この結婚を機に私は引っ越し、父に会うことも減った。知り合いのいない遠い土地で暮らす娘を心配していたのだろうけれど、ときどき私の顔を見に来たときは「やっぱ近江牛うまいなぁ!」とこちらが恥ずかしくなるような大声で喜んでいた。
あるとき、両親がこちらに遊びに来たついでに、父がかねてから行きたがっていた京都の店へ行った。父好みの古い居酒屋で、土間の上に簡素なテーブルが並び、壁には所狭しとメニューが貼られていた。

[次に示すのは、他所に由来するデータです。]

PR #22403, opened 2022-05-06
grid: fix row/col drag markers

DietmarSchwertberger:
This PR fixes DC preparation and marker size when grid row/col drag markers are drawn.

From unifying row/col mouse handling, `m_rowLabelWidth` was left over.
`wxGridOperations::GetLabelSize` is now implemented/used instead.

When dragging a col/row, a marker is drawn/deleted.
Until now the grid's `DoPrepareDC` was used to scroll the `wxClientDC`. This does inialize both scroll directions, which is not correct. When e.g. dragging a row in a horizontally scrolled grid, there was an offset.
`wxGridOperations::PrepareDCForLabels` is now implemented instead, which resets one direction to the unscrolled value.

The DC handling could probably be unified with `wxGridRowLabelWindow::OnPaint`, but I'm not into this deep enough.

I'm not 100% happy with the names. Maybe, names `GetLineLabelSize` and `PrepareDCForLineLabels` would be better, but I don't like these either as no line numbers arguments are involved here.

### DIFF
--- a/src/generic/grid.cpp
+++ b/src/generic/grid.cpp
@@ -4052,27 +4052,25 @@ void wxGrid::ProcessRowColLabelMouseEvent( const wxGridOperations &oper, wxMouse
             else if ( m_cursorMode == oper.GetCursorModeMove() )
             {
                 // determine the y or x position of the drop marker
-                int marker;
+                int markerPos;
                 if ( coord >= oper.GetLineStartPos(this, lineAt) + (oper.GetLineSize(this, lineAt) / 2) )
-                    marker = oper.GetLineEndPos(this, lineAt);
+                    markerPos = oper.GetLineEndPos(this, lineAt);
                 else
-                    marker = oper.GetLineStartPos(this, lineAt);
+                    markerPos = oper.GetLineStartPos(this, lineAt);
 
-                if ( marker != m_dragLastPos )
+                if ( markerPos != m_dragLastPos )
                 {
                     wxClientDC dc( headerWin );
                     oper.PrepareDCForLabels(this, dc);
 
-                    wxSize clientSize = headerWin->GetClientSize();
-
-                    marker++;
+                    int markerLength = oper.Select(headerWin->GetClientSize());
 
                     // Clean up the last indicator
                     if ( m_dragLastPos >= 0 )
                     {
                         wxPen pen(headerWin->GetBackgroundColour(), 2);
                         dc.SetPen(pen);
-                        oper.DrawParallelLine(dc, 0, oper.Select(clientSize), m_dragLastPos + 1);
+                        oper.DrawParallelLine(dc, 0, markerLength, m_dragLastPos + 1);
                         dc.SetPen(wxNullPen);
 
                         int lastLine = oper.PosToLine(this, m_dragLastPos, NULL, false);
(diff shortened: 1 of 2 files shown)


DietmarSchwertberger:
OK, I just found that `oper.Select` and `GetClientSize` are being used in another section.
I will re-work accordingly and drop `GetLabelSize` again.

DietmarSchwertberger:
I found the issues while experimenting with an improved visualisation of pressed row/col labels when starting a drag move operation.

This is the visualisation as of now:
grafik grafik


This is better, but would leave the right border:
grafik  grafik


This would also overdraw the right border:
grafik grafik
grafik


What do you think? The last version is my prefered one.
The ideal solution would probably be a renderer Method for a pressed label, but I doubt that this would be used a lot in custom implementations. Anyway, I would probably factor out the drawing in a separate method, as currently the "pressed" display is destroyed when the user moves over the row/col again while the drag is ongoing.


(The darker lines at bottom and right actually belong to the header cell. For visualisation, I used coloured pens in `wxGridRowHeaderRendererDefault::DrawBorder`:
grafik
The blue line is only drawn if `grid.GetBorder() == wxBORDER_NONE`.)

src/generic/grid.cpp
```diff
@@ -249,6 +249,20 @@ int wxGridColumnOperations::GetFirstLine(const wxGrid *grid, wxGridWindow *gridW
     return grid->GetNumberFrozenCols();
 }
 
+void wxGridOperations::PrepareDCForLabels(wxGrid *grid, wxDC &dc) const
+{
```
vadz, line 253: I think there should be a comment in this function explaining what it does and why, as it's not really obvious.

I'd also like to find some less ugly way of doing it, but I don't really see any right now... The only nice solution would be to factor out some `PrepareDCForScrollPos(wxDC& dc, int x, int y)` from `wxScrollHelperBase::DoPrepareDC()` and then call it with one of `x` or `y` set to the actual scroll position and the other one set to 0, but I'm not 100% sure it's worth it. OTOH it would definitely make this function short and simple enough to not need any comment!

vadz (commented):
Thanks, I agree that the last picture seems to be the best one, although, to be honest, I think it still doesn't look that great (personally I still think we should change the background instead of, or maybe in addition to, the border). But at least it's much easier to see the difference, so it's definitely an improvement.

This could be applied as is (in which case I could add a comment to the new function myself) or wait until you implement the proposed refactoring if you agree that it's worth doing it, please let me know.

Thanks again!

DietmarSchwertberger:
Thanks for reviewing. I have added a description to `PrepareDCForLabels`.

As of now, this PR contains just the fixes, which definitely should be in 3.1.7.

For the better visualisation of pressed headers, I can do a separate PR. It will probably take a few days. I would like to improve the overall behaviour to keep it pressed during the whole drag operation.
A change for the background colour would probably require this to be implemented in custom renderers. Just painting the borders is not very nice, but on the other hand does not do too much harm if it does not match what a custom renderer has drawn already.


I will probably look at your suggestion for `PrepareDCForScrollPos`. If it can be used also for `wxGridRowLabelWindow::OnPaint`, I will give it a try.

vadz:
Thanks, I'll (squash) merge this right now then.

お店に入り、ホクホクとえびす顔で店内を見回しながらおしぼりで手を拭く父は、早くもメニュー選びに夢中だった。母と私はもちろん、私の夫もいける口だ。父は私の方を向き、軽やかな口調で言った。
「俺は生ビール、お前もそれでいいな」
「いや、私はノンアルビールで」
キョトンとする父の横で、母は私たちがこれから何を告げるのかを一瞬で理解したようだった。
「じつは……」
夫が遠慮がちに口を挟んだ。
「なつが、妊娠しまして」
その言葉に、父の手がピタリと止まった。パッと母の顔を見たあとに私たちに視線を向けた。みるみる父の表情がくずれていく。そのまま「ああ」と短く声を上げると、冷えたおしぼりで顔をおおった。
ひとの叫ぶような嬉し涙を見たのは、これが初めてだった。
「やった! やったな! そうか、よかった、よかった……。おめでとう!」
私の妊娠という、これ以上にない分かりやすい理由で泣く父を見ながら、心の中の小さな私も大声を上げて泣いていた。
「両親に愛される行動を」とがんばり続けてきたけれど、そんなものはいらなかった。思い込みに縛られて辛かった過去が小さな私の涙で溶け、みるみる心が軽くなっていった。
「祝杯だな」
そう言って運ばれてきたジョッキを四人で合わせた。父はゆっくりと私を見た。
「ノンアルビールって、まずいよなぁ。残念だったな」とニヤリと笑みを浮かべ、それは美味しそうにビールを飲み干した。